Task details:
Only the lines containing "base" should appear in the answer, copied from the listing below.

Entries provided:
_____
PR #1917, opened 2023-04-15
refactoring args for load save quit command

reinaldorauch:


src/OpenLoco/src/GameCommands/GameCommands.h
```diff
@@ -727,15 +727,28 @@ namespace OpenLoco::GameCommands
...
+
+        LoadSaveQuitGameArgs() = default;
+        explicit LoadSaveQuitGameArgs(const registers& regs)
+            : option1(regs.dl)
+            , option2(regs.di)
+        {
+        }
+
+        uint8_t option1;
+        uint8_t option2;
```
duncanspumpkin, line 742: could you use the `LoadOrQuitMode` enum for option2.

duncanspumpkin:
Could you use the args in LoadSaveQuit.cpp

src/OpenLoco/src/GameCommands/GameCommands.h
```diff
@@ -727,15 +727,28 @@ namespace OpenLoco::GameCommands
...
+
+        explicit operator registers() const
+        {
+            registers regs;
+            regs.dl = option1; // [ 0 = save, 1 = close save prompt, 2 = don't save ]
+            regs.di = option2; // [ 0 = load game, 1 = return to title screen, 2 = quit to desktop ]
```
AaronVanGeffen, line 748: I'm wondering if we should make strict enum classes for `option1` and `option2`. They could be defined to the struct, right? Perhaps out of scope for this PR though. Thoughts, @duncanspumpkin?

duncanspumpkin: We already have them for option 2 see above comment

duncanspumpkin:
I've added the enums their names aren't the best. Could do with futher work but i think its fine for now.

AaronVanGeffen (approved):

PR #1918, opened 2023-04-15
refactoring the args for change company name command

reinaldorauch:


duncanspumpkin:
Could you also use the args in the RenameCompanyName.cpp

PR #1923, opened 2023-04-20
Implement vehicle reverse game command

AaronVanGeffen:
This implements the vehicle reverse game command. I was surprised to see the 'query' sanity checks weren't being executed when the 'apply' play is set. I've taken the liberty to change that -- better safe than sorry.

Regardless, this implementation probably means the workaround below isn't needed any more, right? Should I remove it?

https://github.com/OpenLoco/OpenLoco/blob/9e5cdcc2edac8f6c4c6761feffff7851b9438df9/src/OpenLoco/src/GameCommands/GameCommands.h#L233-L243

### DIFF
--- a/src/OpenLoco/src/GameCommands/VehicleReverse.cpp
+++ b/src/OpenLoco/src/GameCommands/VehicleReverse.cpp
@@ -20,15 +20,6 @@ namespace OpenLoco::GameCommands
             return FAILURE;
         }
 
-        if (flags & Flags::apply)
-        {
-            uint8_t var_52_backup = head->var_52;
-            head->var_52 = 1;
-            head->sub_4ADB47(0);
-            head->var_52 = var_52_backup;
-            return 0;
-        }
-
         if (!sub_431E6A(head->owner))
         {
             return FAILURE;
@@ -46,7 +37,17 @@ namespace OpenLoco::GameCommands
             return FAILURE;
         }
 
+        if (!(flags & Flags::apply))
+        {
+            return 0;
+        }
+
+        uint8_t var_52_backup = head->var_52;
+        head->var_52 = 1;
+        head->sub_4ADB47(0);
+        head->var_52 = var_52_backup;
         setPosition(head->position);
+
         return 0;
     }
 
--- a/src/OpenLoco/src/GameCommands/VehicleReverse.cpp
+++ b/src/OpenLoco/src/GameCommands/VehicleReverse.cpp
@@ -1,0 +1,57 @@
+#include "Economy/Expenditures.h"
+#include "Entities/EntityManager.h"
+#include "GameCommands.h"
+#include "Types.hpp"
+#include "Vehicles/Vehicle.h"
+#include <OpenLoco/Interop/Interop.hpp>
+
+using namespace OpenLoco::Interop;
+
+namespace OpenLoco::GameCommands
+{
+    // 0x004ADAA8
+    static uint32_t vehicleReverse(EntityId headId, const uint8_t flags)
+    {
+        setExpenditureType(ExpenditureType::TrainRunningCosts);
+
+        auto* head = EntityManager::get<Vehicles::VehicleHead>(headId);
+        if (head == nullptr)
+        {
+            return FAILURE;
+        }
+
+        if (flags & Flags::apply)
+        {
+            uint8_t var_52_backup = head->var_52;
+            head->var_52 = 1;
+            head->sub_4ADB47(0);
+            head->var_52 = var_52_backup;
+            return 0;
+        }
+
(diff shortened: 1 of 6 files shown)


src/OpenLoco/src/GameCommands/VehicleReverse.cpp
```diff
@@ -0,0 +1,58 @@
...
+        {
+            return FAILURE;
+        }
+
+        if (!sub_431E6A(head->owner))
+        {
+            return FAILURE;
+        }
+
+        auto* head2 = EntityManager::get<Vehicles::VehicleHead>(head->head);
```
duncanspumpkin, line 28: I would probably just skip this. It looks like this function was original designed to be called with not a head but any vehicle part but since we know its all heads we can just skip this.

src/OpenLoco/src/GameCommands/VehicleReverse.cpp
```diff
@@ -0,0 +1,58 @@
...
+        head->sub_4ADB47(0);
+        head->var_52 = var_52_backup;
+        setPosition(head->position);
+
+        return 0;
+    }
+
+    void vehicleReverse(registers& regs)
+    {
+        regs.ebx = vehicleReverse(EntityId(regs.dx), regs.bl);
```
duncanspumpkin, line 56: We have the `VehicleReverseArgs` for getting the head id.

src/OpenLoco/src/GameCommands/VehicleReverse.cpp
```diff
@@ -0,0 +1,58 @@
...
+            return FAILURE;
+        }
+
+        auto* head2 = EntityManager::get<Vehicles::VehicleHead>(head->head);
+        if (!head2->canBeModified())
+        {
+            return FAILURE;
+        }
+
+        if (static_cast<uint16_t>(head2->tileX) == 0xFFFF)
```
duncanspumpkin, line 34: all other checks just did it with -1.

src/OpenLoco/src/GameCommands/VehicleReverse.cpp
```diff
@@ -0,0 +1,58 @@
...
+        {
+            setErrorText(StringIds::empty);
+            return FAILURE;
+        }
+
+        if (!(flags & Flags::apply))
```
duncanspumpkin, line 40: the old code would have still called the setPosition on query.

duncanspumpkin:
> This implements the vehicle reverse game command. I was surprised to see the 'query' sanity checks weren't being executed when the 'apply' play is set. I've taken the liberty to change that -- better safe than sorry.
> 
> Regardless, this implementation probably means the workaround below isn't needed any more, right? Should I remove it?
> 
> https://github.com/OpenLoco/OpenLoco/blob/9e5cdcc2edac8f6c4c6761feffff7851b9438df9/src/OpenLoco/src/GameCommands/GameCommands.h#L233-L243

Yes can remove that hack now.

src/OpenLoco/src/GameCommands/VehicleReverse.cpp
AaronVanGeffen: I deliberately omitted that, actually. If we're just querying, shouldn't that leave the state untouched?

src/OpenLoco/src/GameCommands/VehicleReverse.cpp
duncanspumpkin: sorry i meant remove the getting the head again. Keep the canBeModified check

src/OpenLoco/src/Windows/Vehicle.cpp
```diff
@@ -444,7 +444,6 @@ namespace OpenLoco::Ui::Windows::Vehicle
             GameCommands::setErrorTitle(StringIds::cant_reverse_train);
             GameCommands::VehicleReverseArgs args{};
             args.head = static_cast<EntityId>(self->number);
-            args.headPtr = head;
```
duncanspumpkin, line 447: We can also now delete L439->443

src/OpenLoco/src/GameCommands/VehicleReverse.cpp
AaronVanGeffen: Oh right, that makes sense. Didn't think about that, will revert that part.

src/OpenLoco/src/GameCommands/VehicleReverse.cpp
AaronVanGeffen: We don't do this consistently, though, so we should probably document that somewhere...

duncanspumpkin (approved):

PR #1925, opened 2023-04-20
Implement Object::isCustom using map for vanilla objects

AaronVanGeffen:
In order to correctly pack custom objects, and custom objects only, we currently rely on the source game attribute. Unfortunately, many custom objects do not set this attribute correctly. Therefore, we should not rely on it to determine whether an object is considered custom. After some debate, it was decided to hardcode a list of all vanilla objects. For performance reasons, we chose to go with a hashmap, which this PR aims to introduce.

To generate this list, I temporarily removed all non-vanilla objects from my ObjData folder. I then rebuilt the object index, and changed the object selection window code to dump the relevant objects for each object type.

NB: I decided to include the two Shinkansen objects, as those were vanilla DLC.


duncanspumpkin:
I've modifed it to use a std::unordered_set and to take in the type as well.

src/OpenLoco/src/Objects/Object.h
```diff
@@ -83,6 +83,8 @@ namespace OpenLoco
 
         constexpr bool isEmpty() const;
 
+        bool isVanilla() const;
```
duncanspumpkin, line 86: We should probably add a comment as to what this is for and why it exists.

AaronVanGeffen: > We should probably add a comment as to what this is for and why it exists.

```suggestion
        // The original game would check whether an object was part of the base game by means of the sourceGame attribute.
        // As many custom objects were being based on base game objects, most custom objects do not set this attribute
        // correctly. Therefore those objects would not be packed by Locomotion. We change this behaviour by explicitly
        // checking objects against a list of vanilla objects instead. The original logic is left in the isCustom method.
        bool isVanilla() const;
```

duncanspumpkin (approved):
_____
Answer area:
        // The original game would check whether an object was part of the base game by means of the sourceGame attribute.
        // As many custom objects were being based on base game objects, most custom objects do not set this attribute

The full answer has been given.